Я уже так давно в этом бизнесе – картины, искусство – что, оглядываясь назад, свое прошлое мысленно вижу словно уходящую вдаль анфиладу галерей, вроде Лувра, что ли, обители Моны Лизы, улыбка которой уже на три десятилетия пережила послевоенное чудо «Сатин-Дура-Люкс». Картины в той галерее моей жизни, которая, должно быть, станет последней, все до одной реальны. Их, если хочется, можно потрогать, сбыть тому, кто больше даст на аукционе, как советует вдова Берман, она же Полли Медисон, или, по ее же глубокомысленной рекомендации, убрать к чертовой бабушке.
Дальше, в воображаемых галереях, мои собственные абстрактные полотна, магически воскрешенные Великим Критиком для Судного дня, а за ними картины европейских художников, которые я покупал солдатом во время войны за несколько долларов, плитку шоколада или нейлоновые чулки, и потом мои иллюстрированные рекламы – плод работы в рекламном агентстве до армии, примерно в ту пору, когда дошло до меня известие о смерти отца в кинотеатре «Бижу» в Сан-Игнасио. Ну, а еще раньше – журнальные иллюстрации Дэна Грегори, учеником которого я был с семнадцати лет и пока он меня не вышвырнул вон. Произошло это за месяц до того, как мне стукнуло двадцать. За галереей Дэна Грегори мои даже не окантованные работы, которые писал я мальчишкой, будучи единственным живописцем, когда-либо жившим в Сан-Игнасио, – других там не было и не будет, моложе ли, старше, и какого угодно направления.
Но дальше всего от меня, старой развалины, галерея, дверь в которую я открыл в 1916 году, и там не картины, там одна-единственная фотография.
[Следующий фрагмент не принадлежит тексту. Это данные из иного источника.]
PR #221, opened 2022-01-30
Loosen search iterator

CiaranOMara:
This PR loosens the `Search` iterator to accommodate iterating in forward and reverse directions.

It needs a little more work to support the `ApproxSearchQuery`. It wasn't immediately obvious how to have the iterator generically include or pass through additional arguments to an underlying function. The other approach is to have `ApproxSearchQuery` own the additional argument for the number of allowed errors  - comments would be helpful. 

Let me know whether this seems like a good direction for a search iterator.

### DIFF
--- a/src/BioSequences.jl
+++ b/src/BioSequences.jl
@@ -229,7 +229,8 @@ include("search/pwm.jl")
 
 
 
-struct Search{Q,I}
+struct Search{F,Q,I}
+    findfunc::F
     query::Q
     itr::I
     overlap::Bool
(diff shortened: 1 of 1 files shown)


SabrinaJaye:
That seems very desirable to me, I remember thinking looking at the search code - "hmm how would you make Approx go backwards?".

CiaranOMara:
The `Search` iterator would become generic or complete in its current state if all the queries owned their additional arguments. However, changing `ApproxSearchQuery` is a breaking change. So a design discussion is needed.

I think we would be in a better position if we constrain our `findnext` and `findprev` method signatures to the following.
```julia

function findnext(query, seq::BioSequence, start::Integer)
    ...
end

function findprev(query, seq::BioSequence, start::Integer)
    ...
end
```

All the peripheral `findfirst`, findlst`, `findall` methods can become generic if we adopt this constraint.

In terms of the `ApproxSearchQuery`, the additional `k` argument would need adopting, and then another wrapper/layer may be required to optimise for the reuse of `ApproxSearchQuery`'s work.

PR #228, opened 2022-05-31
Fix small errors

jakobnissen:
These errors were caught by JET's automatic analysis of packages (it's awesome you guys).
`GeneticCode` is immutable and need not support `copy`, but it's kept as a noop for compatibility.
`Regex` really needs one of these three types, the code assumes them, so we might as well enforce it at compile time.

### DIFF
--- a/src/geneticcode.jl
+++ b/src/geneticcode.jl
@@ -33,7 +33,7 @@ function Base.getindex(code::GeneticCode, codon::UInt64)
     return @inbounds code.tbl[codon + one(UInt64)]
 end
 
-Base.copy(code::GeneticCode) = GeneticCode(copy(code.name), copy(code.tbl))
+Base.copy(code::GeneticCode) = code
 Base.length(code::GeneticCode) = 64
 
 Base.show(io::IO, code::GeneticCode) = print(io, code.name)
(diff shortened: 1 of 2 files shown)


kescobo (approved):
Cool! LGTM. Does it make sense to add a test that `copy(code::GeneticCode) === code`?

SabrinaJaye (approved):

CiaranOMara:
I like how JET found a way to make `show` determinate. However, it left a redundant comparison. Though, maybe the comparison gets optimised out and is not seen?
https://github.com/BioJulia/BioSequences.jl/blob/26e05f723040bd6726ec1e9be37332fec1c4abab/src/search/re.jl#L619

Maybe the section could be refactored into the following?
```julia
function descriptor(::Type{BioSequences.RNA})
    return "rna"
end

function descriptor(::Type{BioSequences.DNA})
    return "dna"
end

function descriptor(::Type{BioSequences.AminoAcid})
    return "aa"
end

function Base.show(io::IO, re::Regex{T}) where {T}
    opt = descriptor(T)
    print(io, "biore\"", re.pat, "\"", opt)
end
```

The descriptors are used as postfixes or prefixes in other places, if I recall correctly.

PR #229, opened 2022-06-07
Sequence hashing: Bugfix and slight simplification

jakobnissen:
Slightly simplify hashing code and fix a minor bug:
* Replace manual bitrotate code with Base.bitrotate (from Julia 1.5)
* Fix an error from a typo in in murmur2 function
* Slightly simplify the code
* Improve test coverage

This results in a ~12% speed increase on my computer for large sequences, but 9% decrease for short sequences. Might just be measurement noise.

### DIFF
--- a/src/longsequences/hash.jl
+++ b/src/longsequences/hash.jl
@@ -18,10 +18,6 @@
 const c1 = 0x87c37b91114253d5
 const c2 = 0x4cf5ad432745937f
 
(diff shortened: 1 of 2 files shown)


jakobnissen:
Merging this, as it's a low-risk change with no user-facing changes, other than the precise hash value has changed, which is fair game considering it's a bugfix.

Issue #219, opened 2022-01-20
add an `ispermitted` for Alphabets?


TransGirlCodes:
Can we add an `ispermitted` method for Alphabets?

So the background context for this is I'm doing some of the internals for Kmers.jl - iterators being the last thing to move over and make nice. An recall when kmers only supported 2 bit alphabets, iterating over kmers for the generic method where a Kmer and the sequence kmers are generated from having differing alphabets, then gaps or anything that is not in the 2 bit alphabet, would be skipped over. In constructors it would throw an error - makes sense - the user is asking to make a kmer from something very specific, whereas we want the iterator to just drop the weird symbols and keep going. With the encode and decode methods as they are, they throw, but for my purpose of writing Kmer.jl internals, it would be really useful to have `encode` and `decode`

На фотографии величественный белый особняк, перед которым длинная извилистая аллея, ведущая к въездным воротам, – надо думать, тот самый особняк, который, как уверял Вартан Мамигонян, купили родители за драгоценности матери, почти целиком на него потраченные.
Фотография вместе с фальшивыми бумагами, испещренными подписями и восковыми печатями, многие годы хранилась в ночном столике родителей, в квартирке над обувной мастерской отца. Я думал, что после смерти матери отец выкинул ее вместе с другими вещами, напоминавшими о прошлом. Но когда в 1933 году в разгар Великой депрессии я уезжал в Нью-Йорк на поиски счастья и уже садился в поезд, отец подарил мне эту фотографию.
– Если случайно натолкнешься на этот дом, сообщи мне, где он, – сказал отец по-армянски. – Где бы этот дом ни был, он мой.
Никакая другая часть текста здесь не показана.